While Dean, Gough co-authored Australia’s second national statement on environmental education for schools for the Curriculum Corporation and the Australian Department of Arts and Heritage, after having written the first national statement in 1980.

In 2023 she was awarded an Order of Australia Medal for her services to tertiary education and environmental education.

== Professional works ==
Gough has been involved in writing curriculum materials and educational resources for teachers for much of her career. These include two editions of the textbook for the Victorian senior secondary Outdoor and Environmental Studies subject.

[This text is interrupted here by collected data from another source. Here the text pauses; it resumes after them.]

PR #121, opened 2019-02-23
Support binding services that subclass implementation

JamesNK:


src/Grpc.AspNetCore.Server/GrpcEndpointRouteBuilderExtensions.cs
```diff
@@ -92,6 +92,12 @@ private static void ReflectionBind<TService>(ServiceBinderBase binder, TService
             // We need to access the static BindService method on Foo which implicitly derives from Object.
             var baseType = serviceType.BaseType;
 
+            // Handle services that have multiple levels of inheritence
+            while (baseType?.BaseType?.BaseType != null)
```
JunTaoLuo: This is the same logic as https://github.com/grpc/grpc-dotnet/blob/5521bb3d1348f90be9335885a324691015453232/src/Grpc.AspNetCore.Server/GrpcEndpointRouteBuilderExtensions.cs#L41-L47. When was that lost?

JamesNK: It was pointed out that it didn't do anything in a code review so I removed it and no tests broke. It later occurred to me that it was probably to handle inheritance. This re-adds it with unit tests.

Her major research monograph provides a broad appreciation of the emergence of environmental education as 'a history' of the field. Gough elaborates upon the early formation of the central associated issues, examining the processes that have moved towards international and national consensus. It is this background that positions the significance of her research as an imperative beyond the 1990's [and] questions the domination of Anglo-American English speaking hegemony and the androcentric paradigms which have driven the agenda in environmental education to date”.

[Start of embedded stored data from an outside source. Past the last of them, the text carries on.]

Issue #110, opened 2019-02-19
Customizing gRPC URLs?


JamesNK:
How strict is the gRPC standard with respect to URLs?

Today we generate URLs that always place them at the root of the web app.

e.g. /Count.Counter/AccumulateCount

Is there flexibility to have them prefixed with a URL segment in a web app?

e.g. /api/Count.Counter/AccumulateCount

If this is allowed then we should provide a way to customize service URLs in the startup experience.

dhhoang:
The way I understand it, URL prefixes don't work well with generated clients (see grpc/grpc/issues/14900).

JamesNK:
https://github.com/grpc/grpc/blob/master/doc/PROTOCOL-HTTP2.md

> Some gRPC implementations may allow the Path format shown above to be overridden, but this functionality is strongly discouraged. gRPC does not go out of its way to break users that are using this kind of override, but we do not actively support it, and some functionality (e.g., service config support) will not work when the path is not of the form shown above.

dhhoang:
Question related to #43 
Will the managed client be generated as well (based on `.proto` file)? There doesn't seem to be a way to specify a custom url prefix in the `.proto` file .

JamesNK:
I could be configuration in the client. You'll already need to specify a base address. A prefix could be part of that, e.g. https://localhost:1111/prefix

dhhoang:
Right, but other generated clients might now work well with it. 
Let's say I have some `.proto` files and and build a Aspnet core server, and then generate my C#/Ruby/Java client with the Grpc core tool. As per https://github.com/grpc/grpc/issues/14900#issuecomment-378071244 the client would set the HTTP2 `:path` header based on the default format. The prefix wouldn't be compatible then.

JamesNK:
We'll be writing a managed client at some point. If we want to support a prefix then we'd include it in request's `:path`

kinglionsoft:
My grpc server is hosted by Service Fabric as a guest executable service. The accessing url of this service via the reverse proxy from outside the cluster becomes:
```
http://servicefabric:19081/GuestExeSample/GrpcHello
```
In order to using current grpc client to access this service, I have to transfer the url to another port without path through **nginx**.

```
server {
    listen 9001 http2;
    location / {
         grpc_pass grpc://servicefabric:19081/GuestExeSample/GrpcHello;
    }
}	
```

It's a good idea that a managed clien supportsa prefix. @JamesNK

[...]

PR #122, opened 2019-02-23
Validate request content type

JamesNK:
Accept application/grpc and application/grpc+proto. Other message formats, and requests with no content type get a 415 response. Matches grpc-java behaviour.

### DIFF
--- a/perf/Grpc.AspNetCore.Microbenchmarks/UnaryServerCallHandlerBenchmark.cs
+++ b/perf/Grpc.AspNetCore.Microbenchmarks/UnaryServerCallHandlerBenchmark.cs
@@ -23,7 +23,7 @@ using Chat;
 using Google.Protobuf;
 using Grpc.AspNetCore.Microbenchmarks.Internal;
 using Grpc.AspNetCore.Server;
-using Grpc.AspNetCore.Server.Internal;
+using Grpc.AspNetCore.Server.Internal.CallHandlers;
 using Grpc.Core;
 using Microsoft.AspNetCore.Http;
 using Microsoft.AspNetCore.Http.Features;
--- a/src/Grpc.AspNetCore.Server/Internal/CallHandlers/ClientStreamingServerCallHandler.cs
+++ b/src/Grpc.AspNetCore.Server/Internal/CallHandlers/ClientStreamingServerCallHandler.cs
@@ -41,7 +41,7 @@ namespace Grpc.AspNetCore.Server.Internal.CallHandlers
             _invoker = invoker;
         }
 
-        public override async Task HandleCallAsync(HttpContext httpContext)
+        protected override async Task HandleCallAsyncCore(HttpContext httpContext)
         {
             httpContext.Response.ContentType = "application/grpc";
             httpContext.Response.Headers.Append("grpc-encoding", "identity");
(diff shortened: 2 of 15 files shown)


dhhoang:
Question: If I understand #109 correctly, the `application/grpc` header should be the way to recognize whether the client request is a Grpc call so that ASP.NET core routes the request to the service handler or let the rest of the stack takes care of it. 
Would having a middleware that recognizes this header be a more appropriate way to handle this? Something similar to  
```csharp
public async Task InvokeAsync(HttpContext context)
{
    if (!IsGrpcContentType(context.Request.Headers))
    {
        await _next(context);
        return;
    }

    // do Grpc stuffs
}
```

Or maybe another way is
```csharp
app.MapWhen(ctx => IsGrpcContentType(ctx.Request.Headers), app =>
{
    app.UseRouting(routes =>
    {
        routes.MapGrpcService<TService>();
    });
});
```

JamesNK:
You're thinking about something like the `[Consumes]` feature in MVC where you can have different actions response to a request depending on the request content-type.

It is definitely possible to setup routing using a route constraint or a matcher policy so that:

* `/Service/Method` + `application/grpc` calls a gRPC method
* `/Service/Method` + `application/json` calls something else entirely (MVC action?)

Would people want to do that? I don't think so. I think it is better experience to assume that the `/Service/Method` URL is owned by gRPC and invalid requests to it are an error.

And if someone did want to route to different endpoints based on content-type that could still do that themselves.

dhhoang:
What would happen for requests with `application/grpc` but do not match any Grpc routes or maybe match another mapping ? I thought the plan was to make them return one of the `unimplemented` statuses. https://github.com/grpc/grpc-dotnet/issues/109#issuecomment-465717408

> We could return an unimplemented status for any unmatching requests that have a `application/grpc (+proto/+json)` content-type that don't match a service.

From a design standpoint, including an RPC service with MVC or something else in one server seems rather bizarre. But if that is what people do, distinguishing the requests based on the header looks like a more clear and straightforward solution. Since the actual Grpc routing (`/Service/Method` format) is hidden from the users (at least for now), I can see some users accidentally set up routing that might duplicate these URLs. (especially with MVC's very familiar `Controller/Action` format.

JamesNK:
> What would happen for requests with `application/grpc` but do not match any Grpc routes or maybe match another mapping ?

To be decided.

> Since the actual Grpc routing (`/Service/Method` format) is hidden from the users (at least for now), I can see some users accidentally set up routing that might duplicate these URLs. (especially with MVC's very similar `Controller/Action` format.

The URL largely being invisible is a good point. If there are conflicting routes that can't be resolved then there will be an error explaining why.

I don't think it is a big worry but it can be mostly mitigated by allowing customization via a base path - https://github.com/grpc/grpc-dotnet/issues/110 - and documentation.

jtattermusch:
Actually, I have one comment:
The grpc-java server only checks that the  content type is `application/grpc` or `application/grpc+whatever`
https://github.com/grpc/grpc-java/blob/041cf2abd445f90d0bb41e48b0c226a5d09c13b8/core/src/main/java/io/grpc/internal/GrpcUtil.java#L425
https://github.com/grpc/grpc-java/blob/81da3eb95be37fa0647ce8da2e19de96ab84c600/core/src/test/java/io/grpc/internal/GrpcUtilTest.java#L138

if we only accept `application/grpc+proto`, we will shut the door to using other serialization formats  (which is doable even now I think, by using a custom marshaller in grpc service binder).
What grpc-java is doing seems more reasonable.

Her advocacy for a feminist perspective in environmental education started with her doctoral research and continues. During the 2000s she has also pursued research into cyborg/posthuman/more-than human studies as they relate to environmental and science education

== Other activities ==
From 2006 to 2021 Gough was a Managing Trustee for the King and Amy O’Malley Trust and Chair of the Scholarship Advisory Committee from 2010–2021.

==Selecte publications==
===Articles===
- Gough, A. (2002). Mutualism: a different agenda for science and environmental education. International Journal of Science Education, 24(11), 1201-1215.
- Gough, A. (2008). Towards more effective learning for sustainability: reconceptualising science education. Transnational Curriculum Inquiry, 5(1), 32-50.
- Gough, A. (2011). The Australian-ness of Government Action in Environmental Education. Australian Journal of Environmental Education, 27(1), 1-15.
- Gough, A., & Whitehouse, H. (2019). Centering gender on the agenda for environmental education research, The Journal of Environmental Education, 50 (4-6), 332-347.
- Gough, A. (2020). Symbiopolitics, sustainability and science studies: How to engage with alien oceans. Cultural Studies ↔ Critical Methodologies, 20(3), 272–282.

===Chapters===
- Gough, A. (2015). Resisting becoming a Glomus Body within Posthuman Theorizing: Mondialisation and Embodied Agency in Educational Research. In N. Snaza & J. Weaver (Eds). Posthumanism and Educational Research (pp. 254-275). New York: Routledge.
- Gough, A. (2016a). Tensions around the teaching of environmental sustainability in schools. In T. Barkatsas & A. Bertram (Eds.), Global Learning in the 21st Century (pp. 83-102). Sense Publishers.
- Gough, A. (2018). Sustainable Development and Global Citizenship Education: Challenging Imperatives. In I. Davies, L-C. Ho, D. Kiwan, C. Peck, A. Peterson, E. Sant, & Y. Waghid (Eds.). The Palgrave Handbook of Global Citizenship and Education (pp. 295-312). Palgrave.
- Gough, A. (2020). Environmental/sustainability education in a global context: A story of political and disciplinary resistances. In J.C.K. Lee & N. Gough (Eds.), Transnational education and curriculum studies: International perspectives (pp. 99-113). Routledge.
- Gough, A. (2021). Intersectionality and assemblages at the margins: Towards posthuman environmental education. In J. Russell (Ed.), Queer Ecopedagogies: Explorations in Nature, Sexuality, and Education (pp. 161-181). Springer.